Warning, I'm going to spoil some elements of the story to discuss Wilcox's article. Leave now if you still need to read the story and care about specific plot points.
I believe Wilcox to be spot-on to point out the juxtaposition between Margaret and Beech (and between the largely unused Guest House with the Roper House). Margaret is a confused character. She is unsure of herself, but on the surface is merely plain. Beech's self-doubt is manifested in cross-dressing (and enhanced by a largely unexplored strange black ring, which could possibly be a sign of cult-like activity, or of secret marriage). In both, the real character is underneath, and in both the companion-of-choice—Mimi and Wendley, respectively—is a person that seems to be more socially acceptable though hides other layers. Much in the way the pattern of four-stones-to-a-map-of-a-house motif shows a reflection of the sad Guest House and the Miss Roper-less "Miss Roper's House", the character of Margaret can be understood by Beech and vice versa.

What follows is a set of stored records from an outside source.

Issue #20800, opened 2025-10-10
FAST002 fix is invalid with `...`


CoderJoshDK:
### Summary

FAST002 converts parameters into their `Annotated` counterparts. If the source code contains an ellipses type (literal `...`) then the fix will generate incorrect semantics.

Take the following signature:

However, Wilcox links this to an attraction of Margaret for Mimi. This I am unsure about. While sexual confusion is there, and while Margaret is more positive in her assessment of Mimi's looks than of any man the story has to offer, I see it instead as Margaret being more jealous of Mimi's ability to wear herself in public, while Margaret cannot. As for lines such as the taboo of Beech barging in and of some of the discussions of sex and gender matters—not mention the quote about "you know what love is", which is perhaps Beech over-assuming—, this story still feels to me to be a comment on the gendered Victorian ghost story. What should not have mattered in a modern world, a female family servant to a male family member, becomes corrupt and confused because the house itself is a ghost of an earlier time.
Wilcox's interpretation bests mine, mind you, in that it asks the pertinent question of why bother with such a set-up, and does a nice job of comparing Margaret's killing of Beech with her own sexual confusion. I simply think assuming Margaret wanting more from Mimi besides to feel accepted is possibly, to quote Wilcox's own line, "a trap".
Is definitely worth a read, though, and is a good example of how Aickman comes across in layers, and how those layers show up not on first glances, but on subsequent ones.
Nabokov, Vladimir. "Good Readers and Good Writers". As collected in Lectures on Literature. New York: Harcourt Brace Jovanovich, 1980.
Wilcox, Jason. "The Shadow Woman: A Re-reading of Robert Aickman's 'The Trains'". Wormwood 24, Spring 2015.